> **What is being asked**:
Once you reach the line containing "NPSP Feature Telemetry collects" in the data below, restate each line word for word up to and including the one containing "- Count of Batch".

> **Data extracts**:
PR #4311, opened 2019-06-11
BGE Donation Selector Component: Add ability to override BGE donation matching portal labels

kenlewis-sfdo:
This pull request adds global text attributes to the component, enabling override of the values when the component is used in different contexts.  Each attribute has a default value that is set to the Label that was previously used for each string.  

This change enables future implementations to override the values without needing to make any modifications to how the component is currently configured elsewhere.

==

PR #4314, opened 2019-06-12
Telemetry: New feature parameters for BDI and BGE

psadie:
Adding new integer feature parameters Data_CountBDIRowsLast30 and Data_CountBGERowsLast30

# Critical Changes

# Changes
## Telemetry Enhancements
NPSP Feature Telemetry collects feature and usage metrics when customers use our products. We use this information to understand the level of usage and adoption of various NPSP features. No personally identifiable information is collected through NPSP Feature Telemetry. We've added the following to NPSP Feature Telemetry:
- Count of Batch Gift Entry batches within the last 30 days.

> **Worked solution**:
NPSP Feature Telemetry collects feature and usage metrics when customers use our products. We use this information to understand the level of usage and adoption of various NPSP features. No personally identifiable information is collected through NPSP Feature Telemetry. We've added the following to NPSP Feature Telemetry:
- Count of Batch Gift Entry batches within the last 30 days.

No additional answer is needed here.